The varied salary levels of different positions in the accounting field greatly affects the average salary of an accountant. A 2005 salary survey by Robert Half International, a staffing services firm specializing in accounting and finance, accountsants and auditors with up to one year of work experience earned $ 28,250 to $ 45,000 annually. The average salary of an accountant with one to three years of experience earned $ 33,000 to $ 52,000, and the average salary of an accountant at senior level accounting or auditing earned between $ 40,750 and $ 67,750. Accounting managers were reported to be alerting $ 48,000 to $ 90,000, and directors of accounting and auditing earned $ 64,750 to $ 200,750.

When employed by the Federal government, the average salary of an accountant varies just as much. According to the US Department of Labor, the average salary of an individual working as a junior accountant or auditor in 2005 was $ 24,677. Those who had a superior academic record might start at $ 30,567, while accountants with a master's degree and / or two or more years of professional work experience as an accountant usually start at a salary of $ 37,390. Initial salary bases were slightly higher in selected areas where the prevailing local pay level was higher, such as in large metro areas. Accountants employed by the Federal government in a nonsupervisory, supervisory, or managerial position made an average of $ 74,907 per year in 2005, and auditors earned an average of $ 78,890 that same year.

Accountants and auditors that are self employed or earn their own firms may have an upper end or lower end salary, depending on the size of their firm, their geographic location, the number of clients serviced, and other factors. Earning potentials and the average salary of an accountant who is self employed can vary greatly because of these reasons. A more experienced accountant has the opportunity to have a larger firm and more clients, so more money, than an accountant who is just starting out in the field. It is because of this that many accountants begin their careers working for other firms, and start their own firm once receiving experience, as well as compensation, in the field.

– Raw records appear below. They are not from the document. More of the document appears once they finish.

Issue #94, opened 2020-12-11
Make get_srk_handle() more readable/modular


bit-bender:
The function get_srk_handle() currently gets a list of all objects in TPM persistent storage. It then has a for loop that calls check_if_srk() on each of those objects. As soon as it comes across an object in that list that passes all of the criteria tested in check_if_srk() (i.e., check_if_srk() sets the isSRK boolean to true), it sets srk_handle to that handle value and breaks out of the for loop. Since srk_handle will be non-zero in this case, get_srk_handle() will just exit normally at this point with the srk_handle parameter available to the calling function. If the for loop exits after check_if_srk() has failed on all loaded objects, srk_handle will have never been changed from its zero initialization. In this case, derive_srk() will be called to re-derive the SRK from its seed and load it into persistent TPM storage. In this case derive_srk() provides the handle referencing the SRK in TPM storage to get_srk_handle() so that it can provide it to its calling function.

While the logic in get_srk_handle() seems fine, this issue attempts to make the function more readable and the code a little more modular. After discussion about this, a decision to simplify get_srk_handle() by abstracting it into the following two function calls, seemed the best way to achieve this:

- get_existing_srk_handle() gets the list of objects in TPM persistent storage and checks them all against the SRK criteria. Upon return from this function, the srk_handle parameter passed to it is either zero (none of the loaded objects is the SRK) or contains the handle used to reference the SRK.
- put_srk_into_tpm_persistent_storage() is a renamed derive_srk() function.

The new get_srk_handle() would call get_existing_srk_handle(). It would then check the srk_handle parameter resulting from this call and call put_srk_into_tpm_persistent_storage() if srk_handle is still zero (i.e., wasn't found by get_existing_srk_handle()).

PR #95, opened 2020-12-11
More readable and modular get_srk_handle()

bit-bender:
This pull request proposes no real change to the underlying logic in get_srk_handle() but adds some abstraction in an attempt to make the get_srk_handle() function more readable and the code a little more modular.

Specifically, as a result of this proposed change, get_srk_handle() calls get_existing_srk_handle(), a new function where much of the get_srk_handle() code was copied and pasted.. It then checks the srk_handle parameter resulting from the call to get_existing_srk_handle(). if srk_handle is still zero, the SRK was not found already loaded into the TPM and put_srk_into_persistent_storage() to reestablish the SRK within the TPM. put_srk_into_persistent() storage is basically a renamed derive_srk().

This pull request addresses issue #94.

### DIFF
--- a/tpm2/src/tpm/storage_key_tools.c
+++ b/tpm2/src/tpm/storage_key_tools.c
@@ -33,7 +33,11 @@ int get_srk_handle(TSS2_SYS_CONTEXT * sapi_ctx,
   // available TPM persistent storage location where the SRK can be put.
   TPM2_HANDLE next_persistent_handle = 0;
 
-  get_existing_srk_handle(sapi_ctx, srk_handle, &next_persistent_handle);
+  if(get_existing_srk_handle(sapi_ctx, srk_handle, &next_persistent_handle))
+  {
+    kmyth_log(LOG_ERR, "error retrieving SRK handle from TPM ... exiting");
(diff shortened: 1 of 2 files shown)


tpm2/src/tpm/storage_key_tools.c
```diff
@@ -23,12 +23,48 @@
...
+  // Get the list of objects in TPM persistent storage and check them all
+  // against the SRK criteria. Upon return from get_existing_srk_handle(),
+  // the srk_handle parameter passed to get_existing_srk_handle() is either
+  // zero (none of the loaded objects is the SRK) or contains the handle used
+  // to reference the SRK in TPM persistent storage. The function
+  // get_existing_srk_handle() will set next_persistent_handle to the next
+  // available TPM persistent storage location where the SRK can be put.
+  TPM2_HANDLE next_persistent_handle = 0;
+
+  get_existing_srk_handle(sapi_ctx, srk_handle, &next_persistent_handle);
```
PircDef, line 36: This needs to check for error conditions, e.g. it returns 1 if sapi_ctx is null.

Other factors may play a key role in determining the average salary of an accountant. Not only does geographic location and the job position or work experience affect the average salary of an accountant, but other things may also affect salary, such as level of education obtained by the accountant, as well as Certified Public Accountant (CPA) certification. Typically, those with master's degree and more experience will receive higher salary levels and obtain a higher level job responsibility position in the work place. Those that are CPAs also tend to receive higher salaries, and therefore, the average salary of an accountant is almost a gray area due to all of the factors involved.